> **WORK TASK**:
Wherever the word "fewer" occurs in the listing below, copy that whole line.

> **GIVEN DATA**:
• • • • • • •

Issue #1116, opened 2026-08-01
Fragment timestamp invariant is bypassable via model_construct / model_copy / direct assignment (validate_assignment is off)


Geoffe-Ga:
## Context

• • • • • • •

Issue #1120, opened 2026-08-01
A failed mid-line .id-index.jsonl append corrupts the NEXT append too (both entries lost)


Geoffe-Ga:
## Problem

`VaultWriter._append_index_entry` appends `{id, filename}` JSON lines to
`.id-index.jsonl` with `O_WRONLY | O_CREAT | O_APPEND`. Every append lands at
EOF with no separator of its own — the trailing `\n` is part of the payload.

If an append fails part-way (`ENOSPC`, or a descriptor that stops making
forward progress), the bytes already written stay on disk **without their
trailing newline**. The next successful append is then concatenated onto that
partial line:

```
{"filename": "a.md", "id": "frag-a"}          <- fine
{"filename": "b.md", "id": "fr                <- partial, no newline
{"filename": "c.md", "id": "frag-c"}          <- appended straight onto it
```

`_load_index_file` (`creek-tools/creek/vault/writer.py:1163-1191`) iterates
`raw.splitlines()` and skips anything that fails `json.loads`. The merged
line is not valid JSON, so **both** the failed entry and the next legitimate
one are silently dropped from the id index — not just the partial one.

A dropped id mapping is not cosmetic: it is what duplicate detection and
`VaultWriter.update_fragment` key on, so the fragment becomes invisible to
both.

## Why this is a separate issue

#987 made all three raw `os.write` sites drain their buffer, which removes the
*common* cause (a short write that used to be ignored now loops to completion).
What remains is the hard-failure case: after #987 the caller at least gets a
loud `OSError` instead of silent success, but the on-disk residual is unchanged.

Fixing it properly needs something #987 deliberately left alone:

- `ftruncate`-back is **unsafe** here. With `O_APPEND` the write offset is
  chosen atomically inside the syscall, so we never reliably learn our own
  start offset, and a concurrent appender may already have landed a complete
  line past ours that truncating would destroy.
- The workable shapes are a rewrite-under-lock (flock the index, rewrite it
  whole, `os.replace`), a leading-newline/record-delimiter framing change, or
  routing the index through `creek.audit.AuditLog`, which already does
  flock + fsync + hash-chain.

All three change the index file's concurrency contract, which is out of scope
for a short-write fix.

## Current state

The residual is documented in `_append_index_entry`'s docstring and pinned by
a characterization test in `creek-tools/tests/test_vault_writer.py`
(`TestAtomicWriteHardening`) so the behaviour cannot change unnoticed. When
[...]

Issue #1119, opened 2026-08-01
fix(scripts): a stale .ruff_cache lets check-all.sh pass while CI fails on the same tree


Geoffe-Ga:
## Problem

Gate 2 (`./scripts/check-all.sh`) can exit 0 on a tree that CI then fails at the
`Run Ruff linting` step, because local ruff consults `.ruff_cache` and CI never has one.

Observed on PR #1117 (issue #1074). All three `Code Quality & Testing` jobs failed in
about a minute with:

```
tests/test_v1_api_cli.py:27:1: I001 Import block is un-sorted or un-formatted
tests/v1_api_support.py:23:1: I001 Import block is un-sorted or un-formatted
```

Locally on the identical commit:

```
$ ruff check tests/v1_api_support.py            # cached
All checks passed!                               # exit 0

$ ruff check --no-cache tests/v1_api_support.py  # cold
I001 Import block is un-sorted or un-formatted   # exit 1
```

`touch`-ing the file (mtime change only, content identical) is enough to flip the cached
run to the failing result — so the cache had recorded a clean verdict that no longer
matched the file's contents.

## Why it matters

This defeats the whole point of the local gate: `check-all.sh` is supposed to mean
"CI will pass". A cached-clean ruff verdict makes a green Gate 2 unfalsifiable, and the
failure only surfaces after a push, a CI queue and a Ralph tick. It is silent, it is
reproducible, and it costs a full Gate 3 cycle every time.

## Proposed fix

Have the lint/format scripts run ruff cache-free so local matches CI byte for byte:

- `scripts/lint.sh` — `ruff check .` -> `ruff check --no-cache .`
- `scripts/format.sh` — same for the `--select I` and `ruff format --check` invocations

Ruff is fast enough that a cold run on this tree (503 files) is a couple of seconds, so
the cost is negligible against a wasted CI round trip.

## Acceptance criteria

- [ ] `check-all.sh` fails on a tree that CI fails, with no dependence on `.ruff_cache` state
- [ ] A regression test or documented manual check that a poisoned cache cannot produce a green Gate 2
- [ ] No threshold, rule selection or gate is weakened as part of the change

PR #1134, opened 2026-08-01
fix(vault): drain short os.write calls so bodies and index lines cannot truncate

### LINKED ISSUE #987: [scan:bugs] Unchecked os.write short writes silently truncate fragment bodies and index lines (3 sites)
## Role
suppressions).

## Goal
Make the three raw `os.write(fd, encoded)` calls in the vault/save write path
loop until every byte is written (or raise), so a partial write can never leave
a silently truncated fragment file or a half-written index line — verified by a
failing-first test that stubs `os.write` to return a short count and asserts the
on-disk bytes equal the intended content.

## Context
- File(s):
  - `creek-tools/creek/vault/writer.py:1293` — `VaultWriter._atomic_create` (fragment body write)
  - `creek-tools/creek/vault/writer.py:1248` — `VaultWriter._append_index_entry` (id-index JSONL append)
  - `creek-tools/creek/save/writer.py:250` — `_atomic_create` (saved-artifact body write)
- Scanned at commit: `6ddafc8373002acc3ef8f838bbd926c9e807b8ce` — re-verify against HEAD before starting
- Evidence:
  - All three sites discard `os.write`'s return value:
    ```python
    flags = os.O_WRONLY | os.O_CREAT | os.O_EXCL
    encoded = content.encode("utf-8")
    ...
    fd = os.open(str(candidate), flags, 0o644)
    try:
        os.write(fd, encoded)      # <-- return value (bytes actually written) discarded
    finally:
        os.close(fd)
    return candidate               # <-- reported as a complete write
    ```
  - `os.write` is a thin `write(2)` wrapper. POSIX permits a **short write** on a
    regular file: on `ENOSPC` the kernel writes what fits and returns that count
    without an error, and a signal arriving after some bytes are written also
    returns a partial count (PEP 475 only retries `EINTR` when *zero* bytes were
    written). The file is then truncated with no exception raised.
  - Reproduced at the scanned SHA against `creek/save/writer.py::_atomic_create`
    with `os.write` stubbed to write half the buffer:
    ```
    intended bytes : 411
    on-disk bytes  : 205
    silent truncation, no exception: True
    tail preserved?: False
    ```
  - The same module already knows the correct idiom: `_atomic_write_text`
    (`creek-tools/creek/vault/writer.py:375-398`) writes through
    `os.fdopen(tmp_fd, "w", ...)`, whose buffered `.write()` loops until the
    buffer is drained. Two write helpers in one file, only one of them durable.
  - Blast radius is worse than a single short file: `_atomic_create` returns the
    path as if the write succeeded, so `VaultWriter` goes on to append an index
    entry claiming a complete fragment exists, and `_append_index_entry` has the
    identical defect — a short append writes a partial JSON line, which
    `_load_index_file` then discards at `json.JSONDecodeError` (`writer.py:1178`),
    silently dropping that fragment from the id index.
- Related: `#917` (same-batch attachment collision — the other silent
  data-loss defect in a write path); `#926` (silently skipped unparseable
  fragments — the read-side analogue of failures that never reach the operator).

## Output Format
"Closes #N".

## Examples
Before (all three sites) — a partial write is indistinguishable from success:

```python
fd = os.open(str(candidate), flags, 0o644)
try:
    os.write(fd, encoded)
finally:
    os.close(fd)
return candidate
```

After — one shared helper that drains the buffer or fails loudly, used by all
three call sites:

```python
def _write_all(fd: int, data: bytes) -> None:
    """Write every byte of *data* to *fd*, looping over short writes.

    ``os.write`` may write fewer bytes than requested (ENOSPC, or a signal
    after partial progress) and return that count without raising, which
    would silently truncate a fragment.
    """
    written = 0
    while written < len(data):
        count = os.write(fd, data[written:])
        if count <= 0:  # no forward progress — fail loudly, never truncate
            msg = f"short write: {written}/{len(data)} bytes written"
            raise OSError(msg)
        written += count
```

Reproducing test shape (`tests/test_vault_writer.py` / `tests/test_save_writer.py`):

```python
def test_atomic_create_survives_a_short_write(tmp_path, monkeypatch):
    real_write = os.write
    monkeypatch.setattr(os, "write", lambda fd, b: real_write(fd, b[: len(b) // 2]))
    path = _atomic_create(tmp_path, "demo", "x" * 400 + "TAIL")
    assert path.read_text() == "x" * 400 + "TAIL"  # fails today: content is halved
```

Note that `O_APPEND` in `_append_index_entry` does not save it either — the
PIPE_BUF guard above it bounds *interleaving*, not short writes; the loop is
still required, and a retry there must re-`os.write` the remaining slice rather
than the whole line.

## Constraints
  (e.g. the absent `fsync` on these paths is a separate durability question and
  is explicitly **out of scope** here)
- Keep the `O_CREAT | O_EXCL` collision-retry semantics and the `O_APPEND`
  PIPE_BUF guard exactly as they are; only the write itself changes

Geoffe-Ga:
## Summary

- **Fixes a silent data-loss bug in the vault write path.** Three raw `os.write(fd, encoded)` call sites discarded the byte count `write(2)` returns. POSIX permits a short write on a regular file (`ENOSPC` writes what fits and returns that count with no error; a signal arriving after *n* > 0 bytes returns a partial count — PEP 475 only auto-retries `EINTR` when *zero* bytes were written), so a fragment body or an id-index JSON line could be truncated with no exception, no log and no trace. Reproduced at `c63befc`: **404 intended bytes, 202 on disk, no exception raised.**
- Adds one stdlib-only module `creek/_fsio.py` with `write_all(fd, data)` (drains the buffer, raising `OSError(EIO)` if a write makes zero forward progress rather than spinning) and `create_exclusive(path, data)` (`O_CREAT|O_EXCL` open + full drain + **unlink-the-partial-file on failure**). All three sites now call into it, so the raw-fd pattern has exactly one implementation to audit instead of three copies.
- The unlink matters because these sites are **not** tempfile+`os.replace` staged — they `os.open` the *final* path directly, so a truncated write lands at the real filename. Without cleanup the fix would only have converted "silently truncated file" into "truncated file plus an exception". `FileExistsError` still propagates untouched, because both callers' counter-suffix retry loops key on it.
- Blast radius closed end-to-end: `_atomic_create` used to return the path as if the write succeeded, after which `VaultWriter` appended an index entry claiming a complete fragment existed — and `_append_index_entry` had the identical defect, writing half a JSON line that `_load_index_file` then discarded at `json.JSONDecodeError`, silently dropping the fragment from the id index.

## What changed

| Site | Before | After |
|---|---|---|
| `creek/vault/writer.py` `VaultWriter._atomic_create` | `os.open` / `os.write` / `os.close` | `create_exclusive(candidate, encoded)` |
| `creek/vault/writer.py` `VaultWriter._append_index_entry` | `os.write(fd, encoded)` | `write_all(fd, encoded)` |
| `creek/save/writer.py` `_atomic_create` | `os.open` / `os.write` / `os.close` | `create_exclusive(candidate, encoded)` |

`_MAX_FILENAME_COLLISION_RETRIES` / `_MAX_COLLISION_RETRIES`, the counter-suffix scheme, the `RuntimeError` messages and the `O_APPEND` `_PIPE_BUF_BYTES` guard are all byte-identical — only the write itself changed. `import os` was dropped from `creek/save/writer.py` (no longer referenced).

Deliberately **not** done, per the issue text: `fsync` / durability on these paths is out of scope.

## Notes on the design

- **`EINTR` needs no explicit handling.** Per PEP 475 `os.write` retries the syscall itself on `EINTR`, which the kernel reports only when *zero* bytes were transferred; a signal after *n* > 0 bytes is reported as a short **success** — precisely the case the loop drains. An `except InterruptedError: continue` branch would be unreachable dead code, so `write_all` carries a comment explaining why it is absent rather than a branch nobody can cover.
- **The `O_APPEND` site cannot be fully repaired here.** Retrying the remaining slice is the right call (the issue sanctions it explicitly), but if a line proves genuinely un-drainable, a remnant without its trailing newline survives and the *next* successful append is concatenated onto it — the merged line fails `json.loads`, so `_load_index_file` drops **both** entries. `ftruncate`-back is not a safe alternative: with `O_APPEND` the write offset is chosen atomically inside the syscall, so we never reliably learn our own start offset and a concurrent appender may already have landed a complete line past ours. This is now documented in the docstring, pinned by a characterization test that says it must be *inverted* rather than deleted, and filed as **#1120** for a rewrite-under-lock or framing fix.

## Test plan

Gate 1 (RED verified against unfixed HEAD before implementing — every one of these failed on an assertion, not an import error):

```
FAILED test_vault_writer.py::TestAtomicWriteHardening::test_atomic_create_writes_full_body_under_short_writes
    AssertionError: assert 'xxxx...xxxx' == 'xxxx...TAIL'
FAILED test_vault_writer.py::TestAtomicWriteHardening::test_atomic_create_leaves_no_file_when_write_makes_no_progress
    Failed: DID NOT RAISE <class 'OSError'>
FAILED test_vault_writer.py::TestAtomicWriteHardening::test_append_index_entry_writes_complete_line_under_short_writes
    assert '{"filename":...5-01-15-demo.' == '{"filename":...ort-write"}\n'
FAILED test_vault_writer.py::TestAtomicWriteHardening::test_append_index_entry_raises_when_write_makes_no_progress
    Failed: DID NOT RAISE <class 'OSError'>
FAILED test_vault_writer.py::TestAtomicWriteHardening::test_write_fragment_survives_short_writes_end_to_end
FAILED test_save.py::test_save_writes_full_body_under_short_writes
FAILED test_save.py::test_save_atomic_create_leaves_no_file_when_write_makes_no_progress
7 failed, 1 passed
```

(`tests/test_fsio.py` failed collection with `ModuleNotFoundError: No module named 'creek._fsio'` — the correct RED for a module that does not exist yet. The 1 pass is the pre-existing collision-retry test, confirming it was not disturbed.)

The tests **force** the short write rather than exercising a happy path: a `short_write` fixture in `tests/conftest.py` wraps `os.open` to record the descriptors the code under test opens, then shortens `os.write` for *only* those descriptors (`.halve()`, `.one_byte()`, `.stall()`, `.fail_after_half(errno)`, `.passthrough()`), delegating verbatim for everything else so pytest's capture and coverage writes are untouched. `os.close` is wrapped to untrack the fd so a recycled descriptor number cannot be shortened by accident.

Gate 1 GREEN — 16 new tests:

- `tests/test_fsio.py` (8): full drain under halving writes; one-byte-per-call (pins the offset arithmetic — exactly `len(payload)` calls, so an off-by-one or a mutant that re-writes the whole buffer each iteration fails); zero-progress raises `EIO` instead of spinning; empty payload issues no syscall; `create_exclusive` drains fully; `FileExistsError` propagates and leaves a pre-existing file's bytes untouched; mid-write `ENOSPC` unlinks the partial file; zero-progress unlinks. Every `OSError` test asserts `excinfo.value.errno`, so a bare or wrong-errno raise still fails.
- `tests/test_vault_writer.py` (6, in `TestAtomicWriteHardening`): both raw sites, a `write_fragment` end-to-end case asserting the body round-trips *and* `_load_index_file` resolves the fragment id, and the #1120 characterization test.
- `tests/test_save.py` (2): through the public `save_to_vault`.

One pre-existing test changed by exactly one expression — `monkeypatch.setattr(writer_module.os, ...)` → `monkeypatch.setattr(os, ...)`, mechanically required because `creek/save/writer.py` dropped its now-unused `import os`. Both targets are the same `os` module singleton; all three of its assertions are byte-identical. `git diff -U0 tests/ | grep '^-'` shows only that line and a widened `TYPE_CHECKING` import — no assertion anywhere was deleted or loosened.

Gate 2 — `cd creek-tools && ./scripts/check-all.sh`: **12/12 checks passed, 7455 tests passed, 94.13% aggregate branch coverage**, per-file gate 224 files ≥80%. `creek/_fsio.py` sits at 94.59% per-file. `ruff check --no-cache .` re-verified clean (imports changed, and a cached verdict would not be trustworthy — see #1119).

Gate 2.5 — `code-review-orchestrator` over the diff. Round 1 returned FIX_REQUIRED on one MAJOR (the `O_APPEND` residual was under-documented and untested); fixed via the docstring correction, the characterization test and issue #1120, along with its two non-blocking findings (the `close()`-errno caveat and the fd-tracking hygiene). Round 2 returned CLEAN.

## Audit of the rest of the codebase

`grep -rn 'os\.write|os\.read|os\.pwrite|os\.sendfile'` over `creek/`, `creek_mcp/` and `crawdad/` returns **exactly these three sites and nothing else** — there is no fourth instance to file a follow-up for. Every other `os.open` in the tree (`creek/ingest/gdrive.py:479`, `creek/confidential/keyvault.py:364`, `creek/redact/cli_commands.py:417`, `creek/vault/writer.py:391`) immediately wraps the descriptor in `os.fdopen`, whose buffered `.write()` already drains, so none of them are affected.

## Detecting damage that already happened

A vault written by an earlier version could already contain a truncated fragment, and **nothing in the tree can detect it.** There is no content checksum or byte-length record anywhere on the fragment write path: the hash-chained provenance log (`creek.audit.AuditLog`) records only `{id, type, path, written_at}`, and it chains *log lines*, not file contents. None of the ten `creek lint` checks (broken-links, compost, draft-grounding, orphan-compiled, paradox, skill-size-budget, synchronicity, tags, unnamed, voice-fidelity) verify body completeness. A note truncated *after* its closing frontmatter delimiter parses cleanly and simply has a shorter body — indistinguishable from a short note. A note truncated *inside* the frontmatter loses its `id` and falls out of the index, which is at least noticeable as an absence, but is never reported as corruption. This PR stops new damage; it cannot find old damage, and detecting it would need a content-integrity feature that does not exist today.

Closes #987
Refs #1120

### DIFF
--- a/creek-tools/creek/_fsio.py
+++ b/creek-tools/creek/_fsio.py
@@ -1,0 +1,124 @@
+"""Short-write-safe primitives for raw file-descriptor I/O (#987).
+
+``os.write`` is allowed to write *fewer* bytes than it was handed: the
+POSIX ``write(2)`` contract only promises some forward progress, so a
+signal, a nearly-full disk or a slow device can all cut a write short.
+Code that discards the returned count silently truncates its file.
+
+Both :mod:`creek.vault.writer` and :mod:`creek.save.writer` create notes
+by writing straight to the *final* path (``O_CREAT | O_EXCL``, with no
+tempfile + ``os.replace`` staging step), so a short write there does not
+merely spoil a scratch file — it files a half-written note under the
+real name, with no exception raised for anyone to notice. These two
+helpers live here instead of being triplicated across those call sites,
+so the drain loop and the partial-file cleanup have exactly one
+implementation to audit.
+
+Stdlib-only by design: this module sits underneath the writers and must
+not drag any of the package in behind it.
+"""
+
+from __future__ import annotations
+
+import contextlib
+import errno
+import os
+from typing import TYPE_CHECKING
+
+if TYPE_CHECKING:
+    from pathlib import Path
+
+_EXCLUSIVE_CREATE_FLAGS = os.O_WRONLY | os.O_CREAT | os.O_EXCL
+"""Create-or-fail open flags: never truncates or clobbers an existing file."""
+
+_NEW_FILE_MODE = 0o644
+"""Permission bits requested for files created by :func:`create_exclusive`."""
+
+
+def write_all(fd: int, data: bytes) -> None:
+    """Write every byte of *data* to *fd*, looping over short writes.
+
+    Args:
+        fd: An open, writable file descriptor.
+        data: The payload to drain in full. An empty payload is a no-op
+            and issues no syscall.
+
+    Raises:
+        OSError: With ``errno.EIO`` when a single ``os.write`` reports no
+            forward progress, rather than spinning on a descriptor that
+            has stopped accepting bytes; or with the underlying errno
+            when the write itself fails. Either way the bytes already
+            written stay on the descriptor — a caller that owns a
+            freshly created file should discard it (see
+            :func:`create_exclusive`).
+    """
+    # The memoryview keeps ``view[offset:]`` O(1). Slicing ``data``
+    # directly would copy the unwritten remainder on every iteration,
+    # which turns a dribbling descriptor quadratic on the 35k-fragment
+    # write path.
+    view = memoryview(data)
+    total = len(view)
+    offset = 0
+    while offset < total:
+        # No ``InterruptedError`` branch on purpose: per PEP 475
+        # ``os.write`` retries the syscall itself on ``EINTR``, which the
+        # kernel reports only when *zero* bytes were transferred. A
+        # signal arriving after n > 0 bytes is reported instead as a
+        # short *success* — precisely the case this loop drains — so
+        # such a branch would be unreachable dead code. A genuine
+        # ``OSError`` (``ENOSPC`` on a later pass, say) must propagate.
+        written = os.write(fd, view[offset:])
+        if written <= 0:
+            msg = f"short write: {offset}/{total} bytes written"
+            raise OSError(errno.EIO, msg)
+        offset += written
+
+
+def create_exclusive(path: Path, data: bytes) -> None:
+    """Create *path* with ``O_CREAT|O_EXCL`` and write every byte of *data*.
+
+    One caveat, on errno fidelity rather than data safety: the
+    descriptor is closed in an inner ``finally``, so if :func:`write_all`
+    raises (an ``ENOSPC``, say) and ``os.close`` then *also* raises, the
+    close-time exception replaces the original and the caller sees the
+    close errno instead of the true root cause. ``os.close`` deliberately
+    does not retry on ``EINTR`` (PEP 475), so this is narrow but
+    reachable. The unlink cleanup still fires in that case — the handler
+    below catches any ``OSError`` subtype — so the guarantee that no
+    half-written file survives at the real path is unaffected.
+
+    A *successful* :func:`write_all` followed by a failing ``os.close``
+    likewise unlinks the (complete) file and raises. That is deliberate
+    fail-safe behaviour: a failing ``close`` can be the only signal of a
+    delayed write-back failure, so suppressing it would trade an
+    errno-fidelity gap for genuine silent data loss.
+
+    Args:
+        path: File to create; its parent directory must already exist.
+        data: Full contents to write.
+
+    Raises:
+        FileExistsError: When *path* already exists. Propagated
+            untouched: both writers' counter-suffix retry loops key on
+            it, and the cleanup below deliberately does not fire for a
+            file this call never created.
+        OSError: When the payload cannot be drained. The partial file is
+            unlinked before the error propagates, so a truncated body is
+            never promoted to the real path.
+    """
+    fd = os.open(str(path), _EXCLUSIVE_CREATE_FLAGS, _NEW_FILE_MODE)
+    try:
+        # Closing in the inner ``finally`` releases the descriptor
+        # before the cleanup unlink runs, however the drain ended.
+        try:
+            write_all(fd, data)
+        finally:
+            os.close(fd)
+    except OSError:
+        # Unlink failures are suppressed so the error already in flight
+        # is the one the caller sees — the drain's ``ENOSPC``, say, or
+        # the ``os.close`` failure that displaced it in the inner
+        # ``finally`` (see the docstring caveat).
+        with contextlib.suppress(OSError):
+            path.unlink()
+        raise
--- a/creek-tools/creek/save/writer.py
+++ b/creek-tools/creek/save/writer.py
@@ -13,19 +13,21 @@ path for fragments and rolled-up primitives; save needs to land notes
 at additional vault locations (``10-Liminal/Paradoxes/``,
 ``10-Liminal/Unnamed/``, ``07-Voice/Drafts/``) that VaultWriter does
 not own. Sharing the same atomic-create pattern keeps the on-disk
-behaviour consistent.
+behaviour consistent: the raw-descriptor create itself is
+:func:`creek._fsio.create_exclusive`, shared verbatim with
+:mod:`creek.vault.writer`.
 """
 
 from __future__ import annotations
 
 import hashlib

• • • • • • •

> **TASK RESPONSE**:
    ``os.write`` may write fewer bytes than requested (ENOSPC, or a signal
+``os.write`` is allowed to write *fewer* bytes than it was handed: the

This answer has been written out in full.